ADAPA, ADÁN Y EVA


Salvador Viniegra: El primer beso (de Adán y Eva)

Para quienes han crecido en el interior de alguna de las tres grandes religiones monoteístas, que leen la Biblia como un texto incuestionable, inspirado por Dios mismo, Adán y Eva son dos figuras imposibles de soslayar. ¿Cómo no compararse con ellos, para entender si hemos progresado o involucionado en cuanto a moral, inteligencia o belleza? ¿Cómo no atribuirles también el origen de todas nuestras evidentes limitaciones y desgracias? ¿Cómo no volver a considerarlos el paradigma de nuestra actual visión de las relaciones entre los sexos? Ellos son conocidos incluso por aquellos que no comparten las religiones que los presentan como fundadores de la Humanidad.

A pesar de la antigüedad de los textos del Génesis, redactados durante el reinado de Salomón, durante el siglo X antes de nuestra era, se sabe que fueron precedidos por otros textos orales, provenientes de la misma región, que se remontan al menos hasta el siglo XIV a.C. Es una larga etapa de oscuridad, que facilita la incorporación de las fuentes más opuestas.
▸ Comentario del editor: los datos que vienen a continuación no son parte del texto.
PR #128, opened 2020-11-13
fix(vaults): Apply BalanceWrapper to all currencies

savudani8:


src/apis/vaults.ts
```diff
@@ -224,9 +225,12 @@ export class DefaultVaultsAPI {
     async selectRandomVaultIssue(btc: PolkaBTC): Promise<AccountId> {
         const customAPIRPC = this.api.rpc as any;
         try {
+            const btcWrapped = {
```
gregdhill, line 228: Can you wrap this functionality in a shared function?

gregdhill (approved):

PR #130, opened 2020-11-13
feat(redeem): Subscribe to redeem expiry

savudani8:


src/apis/redeem.ts
```diff
@@ -96,6 +111,23 @@ export class DefaultRedeemAPI {
         return mapForUser;
     }
 
+    async subscribeToRedeemExpiry(callback: (requestRedeemId: string) => any): Promise<void> {
```
gregdhill, line 114:
```suggestion
    async subscribeToRedeemExpiry(callback: (requestRedeemId: string) => void): Promise<void> {
```

src/apis/redeem.ts
```diff
@@ -96,6 +111,23 @@ export class DefaultRedeemAPI {
...
+        const _unsubscribe = await this.api.rpc.chain.subscribeNewHeads(async (header: Header) => {
```
gregdhill, line 115: Perhaps we should return this so the UI can `unsubscribe` on unmount.

gregdhill (changes requested):

src/apis/redeem.ts
```diff
@@ -96,6 +111,24 @@ export class DefaultRedeemAPI {
         return mapForUser;
     }
 
+    async subscribeToRedeemExpiry(callback: (requestRedeemId: string) => void): Promise<() => void> {
+        const unsubscribe = await this.api.rpc.chain.subscribeNewHeads(async (header: Header) => {
```
gregdhill, line 115:
```suggestion
        return this.api.rpc.chain.subscribeNewHeads(async (header: Header) => {
```

gregdhill (approved):

PR #145, opened 2020-11-18
Get issue period

filip88:


src/apis/btc-relay.ts
```diff
@@ -10,6 +11,7 @@ export interface BTCRelayAPI {
     getLatestBlock(): Promise<H256Le>;
     getLatestBlockHeight(): Promise<u32>;
     verifyTransactionInclusion(txid: string, confirmations?: number, insecure?: boolean): Promise<void>;
+    getParachainBlockHeight(): Promise<BlockNumber>;
```
nud3l, line 14: We have this query already in the `system` API: https://github.com/interlay/polkabtc-js/blob/dev/src/apis/system.ts#L11

src/apis/issue.ts
```diff
@@ -129,6 +131,10 @@ export class DefaultIssueAPI implements IssueAPI {
         return pagedIterator<IssueRequest>(this.api.query.issue.issueRequests, perPage);
     }
 
+    async getIssuePeriod(): Promise<BlockNumber> {
+        return (await this.api.query.issue.getIssuePeriod() as BlockNumber);
```
nud3l, line 135: Shouldn't it be `return await this.api.query.issue.issuePeriod();` Best would be to add an integration test to verify that the call is correct here: https://github.com/interlay/polkabtc-js/blob/dev/test/integration/apis/issue.test.ts

nud3l (changes requested):

nud3l (approved):

PR #150, opened 2020-11-20
feat: Add optional amount and recipient params to op_return query

savudani8:
Tested using an op_return that is part of 2 testnet polkaBTC txs, but only the first one has the queried `amount` parameter:
- https://blockstream.info/testnet/tx/f5bcaeb5181154267bf7d05901cc8c2f647414a42126c3aee89e01a2c905ae91?expand
- https://blockstream.info/testnet/tx/4b1900dc48aaa9fa84a340e94aa21d20b54371d19ea6b8edd68a558cd36afdd0?expand

### DIFF
--- a/src/apis/btc-core.ts
+++ b/src/apis/btc-core.ts
@@ -149,8 +149,8 @@ export class DefaultBTCCoreAPI implements BTCCoreAPI {
                 return false;
             }
             if (amountAsBTC) {
-                const amountAsSatoshi = btcToSat(amountAsBTC);
-                if (amountAsSatoshi !== vout.value?.toString()) {
+                const expectedBtcAsSatoshi = Number(btcToSat(amountAsBTC));
+                if (vout.value === undefined || expectedBtcAsSatoshi > vout.value) {
                     return false;
                 }
             }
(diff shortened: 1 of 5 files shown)


src/apis/btc-core.ts
```diff
@@ -125,14 +130,32 @@ export class DefaultBTCCoreAPI implements BTCCoreAPI {
...
 
-        return txs[0].txid;
+    private txOutputHasRecipientAndAmount(vout: VOut, recipientAddress?: string, amountAsBTC?: string): boolean {
+        if (recipientAddress) {
+            if (recipientAddress !== vout.scriptpubkey_address) {
+                return false;
+            }
+            if (amountAsBTC) {
+                const amountAsSatoshi = btcToSat(amountAsBTC);
+                if (amountAsSatoshi !== vout.value?.toString()) {
```
nud3l, line 153: We allow users on the parachain to "overpay" the vault. So instead of checking for equality here, please check if the sent amount is greater than the expected amount.

nud3l (changes requested):

nud3l (approved):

La Biblia los habría recogido, cuando llevaban medio milenio circulando por Medio Oriente, para adaptarlos a su propio contexto cultural.

Tableta mesopotámica

En tres tabletas de arcilla de la Biblioteca del rey Ashurbanipal (668 – 626), halladas entre las ruinas de la legendaria ciudad de Nínive, en la Mesopotamia asiria, aparece menciondo Adapa o Adamu, que habría vivido en Eridu, una localidad ubicada en las costas del Golfo Pérsico. El mismo personaje figura en mitos de los acadios, canaanitas, asirios, pero no en los sumerios.
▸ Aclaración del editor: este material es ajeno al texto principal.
PR #477, opened 2022-10-10
Peter/feat interlend module methods

peterslany:
- Adding base methods and types to enable retrieving user's lend and borrow positions for Interlend. These data are mocked for now. The response is an object that maps asset ticker to `LoanPosition` object. Collateralization (health of the loan positions) will be computed on the UI to prevent unnecessary calls to parachain - we will be fetching USD price in the UI, so we can use it to compute the collateralization of loans as well.

- Adding method to retrieve all assets enabled for loans with additional information about apy, liquidity, loan capacity, etc. The returned data is object that maps currency ticker to `LoanAsset` type object.


src/types/loans.ts
```diff
@@ -0,0 +1,38 @@
+import { MonetaryAmount } from "@interlay/monetary-js";
+import Big from "big.js";
+import { CurrencyExt } from "./currency";
+
+interface LoanReward{
+    currency: CurrencyExt;
+    apy: Big;
```
bvotteler, line 7: Might be a good idea to indicate in a comment if the `apy` value is expected in percent or as a decimal rate

src/types/loans.ts
```diff
@@ -0,0 +1,38 @@
...
+
+interface LoanPosition {
+    currency: CurrencyExt;
+    amount: MonetaryAmount<CurrencyExt>;
+    earnedReward: MonetaryAmount<CurrencyExt> | null; // null if rewards are not enabled.
+}
+
+interface LendPosition extends LoanPosition {
+    isCollateral: boolean;
+    earnedInterest: MonetaryAmount<CurrencyExt>;
```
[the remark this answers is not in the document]
bvotteler: Actually, ignore that. I confused LoanPosition with LendPosition.

src/types/loans.ts
```diff
@@ -0,0 +1,38 @@
...
+}
+
+type BorrowPosition = LoanPosition;
+
+interface LoanAsset {
+    currency: CurrencyExt;
+    lendApy: Big;
+    borrowApy: Big;
```
danielsimao, line 26: There could be an asset that cannot be lend but could be borrowed. This Scenario happens for USDT on Compound. Same thing could happen the other way around. Can be lended, but not borrowed. For example LP's.

danielsimao (changes requested):

src/types/loans.ts
peterslany: @danielsimao Actually in our case, that is not possible. Check this thread where we discussed it: https://discord.com/channels/745259537707040778/1026832208612306974/1026836371081539705

src/types/loans.ts
peterslany: Good idea, comment added - value will be in percentage.

bvotteler (approved):
lgtm

danielsimao (approved):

Adapa no tiene esposa que se mencione, pero goza de evidentes privilegios en la comunidad que dirige. El hacedor Ea, hijo de Anu, habría creado a Adapa, un ser

humano ejemplar, un panadero que se ganaba el sustento con el sudor de su frente (situación equivalente ala que debería afrontar Adan, después de la expulsión del Paraíso). Adapa se encontraba dotado de inmensa sabiduría y bondad, era capaz de ver el futuro, pero de todos modos continuaba siendo tan mortal como cualquiera de los humanos con quienes convivía.

En aquellos días y aquellos años, el hombre sabio de Eridu,

Ea, lo hizo a él [Adapa] un rabino entre los hombres;

Un sabio, a cuyas órdenes nadie se hubiera opuesto.

El poderoso, el Atra-hasis o de los Anunaki es él. (Texto amorita)

Anu

Adapa es un sacerdote que atiende el altar donde se honra a Dios con ofrendas de pan y agua, mientras Ea duerme. Algo viene a arruinar la armonía inicial de la Creación. El naufragio que ocurre durante la pesca, enoja a Adapa, que quiebra las alas de Ninlil, el viento del sur, haciendo que durante una semana deje de refrescar las arenas del desierto. El dios Anu convoca a Adapa para explicar lo sucedido. Cuando llega al cielo, Ea le ha advertido que no debe comer ni beber nada de lo que le sea ofrecido allí, para evitar que lo envenenen. Adapa obedece a su padre, ignorando que está despreciando el alimento y el agua que le hubieran suministrado la existencia eterna.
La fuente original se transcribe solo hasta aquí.